* **Exercise details**
The answer should contain all of the data, retyped without any alteration.

:: Records for the exercise ::

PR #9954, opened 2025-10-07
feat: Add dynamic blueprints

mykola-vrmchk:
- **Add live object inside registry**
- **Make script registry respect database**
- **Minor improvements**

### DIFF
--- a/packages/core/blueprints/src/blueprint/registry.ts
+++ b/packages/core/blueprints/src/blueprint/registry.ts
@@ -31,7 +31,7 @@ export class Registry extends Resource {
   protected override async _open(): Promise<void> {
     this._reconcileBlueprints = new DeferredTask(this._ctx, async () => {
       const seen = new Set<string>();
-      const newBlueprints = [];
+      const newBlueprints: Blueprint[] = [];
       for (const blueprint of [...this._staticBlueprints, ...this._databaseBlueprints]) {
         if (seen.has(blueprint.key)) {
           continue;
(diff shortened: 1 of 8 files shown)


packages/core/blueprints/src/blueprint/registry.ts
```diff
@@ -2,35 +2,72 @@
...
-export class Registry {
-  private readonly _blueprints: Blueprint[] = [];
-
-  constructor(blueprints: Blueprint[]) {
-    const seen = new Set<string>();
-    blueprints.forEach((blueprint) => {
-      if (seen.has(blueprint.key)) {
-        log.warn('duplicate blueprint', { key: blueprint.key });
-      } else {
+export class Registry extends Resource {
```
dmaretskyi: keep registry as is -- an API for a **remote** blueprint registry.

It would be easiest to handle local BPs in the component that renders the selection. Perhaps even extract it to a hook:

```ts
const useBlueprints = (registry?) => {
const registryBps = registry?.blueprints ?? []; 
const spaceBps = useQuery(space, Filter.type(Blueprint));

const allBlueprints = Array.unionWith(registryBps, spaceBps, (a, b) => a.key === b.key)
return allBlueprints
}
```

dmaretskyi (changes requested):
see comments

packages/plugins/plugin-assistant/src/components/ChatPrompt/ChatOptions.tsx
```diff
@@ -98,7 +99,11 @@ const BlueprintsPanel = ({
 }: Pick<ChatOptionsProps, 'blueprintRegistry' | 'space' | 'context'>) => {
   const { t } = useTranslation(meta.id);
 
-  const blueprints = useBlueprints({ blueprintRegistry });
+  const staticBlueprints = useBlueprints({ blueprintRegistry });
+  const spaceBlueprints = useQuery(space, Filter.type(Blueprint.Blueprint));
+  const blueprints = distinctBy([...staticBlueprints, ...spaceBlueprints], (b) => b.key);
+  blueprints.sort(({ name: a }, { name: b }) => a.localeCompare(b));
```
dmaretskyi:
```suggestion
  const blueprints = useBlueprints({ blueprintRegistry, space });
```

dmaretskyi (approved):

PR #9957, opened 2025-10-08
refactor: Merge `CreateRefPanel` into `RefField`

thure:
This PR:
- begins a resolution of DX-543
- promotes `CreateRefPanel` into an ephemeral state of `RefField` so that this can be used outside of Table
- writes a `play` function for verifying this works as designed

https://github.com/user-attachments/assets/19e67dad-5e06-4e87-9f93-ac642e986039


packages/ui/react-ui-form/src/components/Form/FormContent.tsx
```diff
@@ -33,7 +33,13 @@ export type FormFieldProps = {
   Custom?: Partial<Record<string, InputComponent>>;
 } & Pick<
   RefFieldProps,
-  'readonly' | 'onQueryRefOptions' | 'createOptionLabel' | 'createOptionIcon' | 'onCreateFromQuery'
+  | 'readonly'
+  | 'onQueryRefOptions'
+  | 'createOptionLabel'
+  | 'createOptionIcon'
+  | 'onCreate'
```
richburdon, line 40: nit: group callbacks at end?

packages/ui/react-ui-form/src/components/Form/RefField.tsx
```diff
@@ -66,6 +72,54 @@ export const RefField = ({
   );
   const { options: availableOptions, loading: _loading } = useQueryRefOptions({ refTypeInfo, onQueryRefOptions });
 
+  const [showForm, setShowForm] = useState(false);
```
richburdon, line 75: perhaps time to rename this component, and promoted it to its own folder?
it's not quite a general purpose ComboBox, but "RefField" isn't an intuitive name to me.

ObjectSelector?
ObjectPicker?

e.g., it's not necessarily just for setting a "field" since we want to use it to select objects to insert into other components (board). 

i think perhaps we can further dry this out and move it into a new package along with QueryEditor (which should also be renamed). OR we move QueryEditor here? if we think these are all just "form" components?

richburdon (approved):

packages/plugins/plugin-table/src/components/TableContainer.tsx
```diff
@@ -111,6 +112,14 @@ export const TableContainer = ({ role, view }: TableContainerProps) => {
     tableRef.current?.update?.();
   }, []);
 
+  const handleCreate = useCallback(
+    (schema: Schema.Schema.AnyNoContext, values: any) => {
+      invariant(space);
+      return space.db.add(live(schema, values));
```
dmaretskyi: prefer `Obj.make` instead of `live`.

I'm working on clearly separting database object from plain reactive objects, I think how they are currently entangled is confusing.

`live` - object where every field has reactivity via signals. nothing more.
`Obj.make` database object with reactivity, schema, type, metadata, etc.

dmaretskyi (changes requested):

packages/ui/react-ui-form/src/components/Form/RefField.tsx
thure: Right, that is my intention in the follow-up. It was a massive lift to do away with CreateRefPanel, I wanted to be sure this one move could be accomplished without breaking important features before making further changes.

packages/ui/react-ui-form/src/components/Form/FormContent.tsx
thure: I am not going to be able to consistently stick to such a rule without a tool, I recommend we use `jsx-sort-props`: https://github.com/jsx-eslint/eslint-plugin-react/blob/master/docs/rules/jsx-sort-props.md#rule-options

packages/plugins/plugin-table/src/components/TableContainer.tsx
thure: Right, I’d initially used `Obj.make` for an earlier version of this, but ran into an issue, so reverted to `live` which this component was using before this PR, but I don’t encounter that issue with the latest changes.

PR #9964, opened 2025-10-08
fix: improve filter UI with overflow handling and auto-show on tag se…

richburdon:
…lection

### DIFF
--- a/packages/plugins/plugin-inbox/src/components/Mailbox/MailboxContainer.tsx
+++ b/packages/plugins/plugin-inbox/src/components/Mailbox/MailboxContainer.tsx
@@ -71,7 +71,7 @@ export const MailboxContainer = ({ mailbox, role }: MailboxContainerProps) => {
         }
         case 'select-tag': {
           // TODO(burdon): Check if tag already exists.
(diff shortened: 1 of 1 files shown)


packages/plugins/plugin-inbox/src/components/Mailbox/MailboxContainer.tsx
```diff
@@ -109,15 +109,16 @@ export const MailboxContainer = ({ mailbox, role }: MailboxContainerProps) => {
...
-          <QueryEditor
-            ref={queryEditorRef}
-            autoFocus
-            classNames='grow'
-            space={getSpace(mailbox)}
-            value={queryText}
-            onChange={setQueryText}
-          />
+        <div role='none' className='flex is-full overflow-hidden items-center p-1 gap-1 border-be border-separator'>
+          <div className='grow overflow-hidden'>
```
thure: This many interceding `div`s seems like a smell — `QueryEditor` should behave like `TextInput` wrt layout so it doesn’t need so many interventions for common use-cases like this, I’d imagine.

:::

* **Written response**
PR #9954, opened 2025-10-07
feat: Add dynamic blueprints

mykola-vrmchk:
- **Add live object inside registry**
- **Make script registry respect database**
- **Minor improvements**

### DIFF
--- a/packages/core/blueprints/src/blueprint/registry.ts
+++ b/packages/core/blueprints/src/blueprint/registry.ts
@@ -31,7 +31,7 @@ export class Registry extends Resource {
   protected override async _open(): Promise<void> {
     this._reconcileBlueprints = new DeferredTask(this._ctx, async () => {
       const seen = new Set<string>();
-      const newBlueprints = [];
+      const newBlueprints: Blueprint[] = [];
       for (const blueprint of [...this._staticBlueprints, ...this._databaseBlueprints]) {
         if (seen.has(blueprint.key)) {
           continue;
(diff shortened: 1 of 8 files shown)


packages/core/blueprints/src/blueprint/registry.ts
```diff
@@ -2,35 +2,72 @@
...
-export class Registry {
-  private readonly _blueprints: Blueprint[] = [];
-
-  constructor(blueprints: Blueprint[]) {
-    const seen = new Set<string>();
-    blueprints.forEach((blueprint) => {
-      if (seen.has(blueprint.key)) {
-        log.warn('duplicate blueprint', { key: blueprint.key });
-      } else {
+export class Registry extends Resource {
```
dmaretskyi: keep registry as is -- an API for a **remote** blueprint registry.

It would be easiest to handle local BPs in the component that renders the selection. Perhaps even extract it to a hook:

```ts
const useBlueprints = (registry?) => {
const registryBps = registry?.blueprints ?? []; 
const spaceBps = useQuery(space, Filter.type(Blueprint));

const allBlueprints = Array.unionWith(registryBps, spaceBps, (a, b) => a.key === b.key)
return allBlueprints
}
```

dmaretskyi (changes requested):
see comments

packages/plugins/plugin-assistant/src/components/ChatPrompt/ChatOptions.tsx
```diff
@@ -98,7 +99,11 @@ const BlueprintsPanel = ({
 }: Pick<ChatOptionsProps, 'blueprintRegistry' | 'space' | 'context'>) => {
   const { t } = useTranslation(meta.id);
 
-  const blueprints = useBlueprints({ blueprintRegistry });
+  const staticBlueprints = useBlueprints({ blueprintRegistry });
+  const spaceBlueprints = useQuery(space, Filter.type(Blueprint.Blueprint));
+  const blueprints = distinctBy([...staticBlueprints, ...spaceBlueprints], (b) => b.key);
+  blueprints.sort(({ name: a }, { name: b }) => a.localeCompare(b));
```
dmaretskyi:
```suggestion
  const blueprints = useBlueprints({ blueprintRegistry, space });
```

dmaretskyi (approved):

PR #9957, opened 2025-10-08
refactor: Merge `CreateRefPanel` into `RefField`

thure:
This PR:
- begins a resolution of DX-543
- promotes `CreateRefPanel` into an ephemeral state of `RefField` so that this can be used outside of Table
- writes a `play` function for verifying this works as designed

https://github.com/user-attachments/assets/19e67dad-5e06-4e87-9f93-ac642e986039


packages/ui/react-ui-form/src/components/Form/FormContent.tsx
```diff
@@ -33,7 +33,13 @@ export type FormFieldProps = {
   Custom?: Partial<Record<string, InputComponent>>;
 } & Pick<
   RefFieldProps,
-  'readonly' | 'onQueryRefOptions' | 'createOptionLabel' | 'createOptionIcon' | 'onCreateFromQuery'
+  | 'readonly'
+  | 'onQueryRefOptions'
+  | 'createOptionLabel'
+  | 'createOptionIcon'
+  | 'onCreate'
```
richburdon, line 40: nit: group callbacks at end?

packages/ui/react-ui-form/src/components/Form/RefField.tsx
```diff
@@ -66,6 +72,54 @@ export const RefField = ({
   );
   const { options: availableOptions, loading: _loading } = useQueryRefOptions({ refTypeInfo, onQueryRefOptions });
 
+  const [showForm, setShowForm] = useState(false);
```
richburdon, line 75: perhaps time to rename this component, and promoted it to its own folder?
it's not quite a general purpose ComboBox, but "RefField" isn't an intuitive name to me.

ObjectSelector?
ObjectPicker?

e.g., it's not necessarily just for setting a "field" since we want to use it to select objects to insert into other components (board). 

i think perhaps we can further dry this out and move it into a new package along with QueryEditor (which should also be renamed). OR we move QueryEditor here? if we think these are all just "form" components?

richburdon (approved):

packages/plugins/plugin-table/src/components/TableContainer.tsx
```diff
@@ -111,6 +112,14 @@ export const TableContainer = ({ role, view }: TableContainerProps) => {
     tableRef.current?.update?.();
   }, []);
 
+  const handleCreate = useCallback(
+    (schema: Schema.Schema.AnyNoContext, values: any) => {
+      invariant(space);
+      return space.db.add(live(schema, values));
```
dmaretskyi: prefer `Obj.make` instead of `live`.

I'm working on clearly separting database object from plain reactive objects, I think how they are currently entangled is confusing.

`live` - object where every field has reactivity via signals. nothing more.
`Obj.make` database object with reactivity, schema, type, metadata, etc.

dmaretskyi (changes requested):

packages/ui/react-ui-form/src/components/Form/RefField.tsx
thure: Right, that is my intention in the follow-up. It was a massive lift to do away with CreateRefPanel, I wanted to be sure this one move could be accomplished without breaking important features before making further changes.

packages/ui/react-ui-form/src/components/Form/FormContent.tsx
thure: I am not going to be able to consistently stick to such a rule without a tool, I recommend we use `jsx-sort-props`: https://github.com/jsx-eslint/eslint-plugin-react/blob/master/docs/rules/jsx-sort-props.md#rule-options

packages/plugins/plugin-table/src/components/TableContainer.tsx
thure: Right, I’d initially used `Obj.make` for an earlier version of this, but ran into an issue, so reverted to `live` which this component was using before this PR, but I don’t encounter that issue with the latest changes.

PR #9964, opened 2025-10-08
fix: improve filter UI with overflow handling and auto-show on tag se…

richburdon:
…lection

### DIFF
--- a/packages/plugins/plugin-inbox/src/components/Mailbox/MailboxContainer.tsx
+++ b/packages/plugins/plugin-inbox/src/components/Mailbox/MailboxContainer.tsx
@@ -71,7 +71,7 @@ export const MailboxContainer = ({ mailbox, role }: MailboxContainerProps) => {
         }
         case 'select-tag': {
           // TODO(burdon): Check if tag already exists.
(diff shortened: 1 of 1 files shown)


packages/plugins/plugin-inbox/src/components/Mailbox/MailboxContainer.tsx
```diff
@@ -109,15 +109,16 @@ export const MailboxContainer = ({ mailbox, role }: MailboxContainerProps) => {
...
-          <QueryEditor
-            ref={queryEditorRef}
-            autoFocus
-            classNames='grow'
-            space={getSpace(mailbox)}
-            value={queryText}
-            onChange={setQueryText}
-          />
+        <div role='none' className='flex is-full overflow-hidden items-center p-1 gap-1 border-be border-separator'>
+          <div className='grow overflow-hidden'>
```
thure: This many interceding `div`s seems like a smell — `QueryEditor` should behave like `TextInput` wrt layout so it doesn’t need so many interventions for common use-cases like this, I’d imagine.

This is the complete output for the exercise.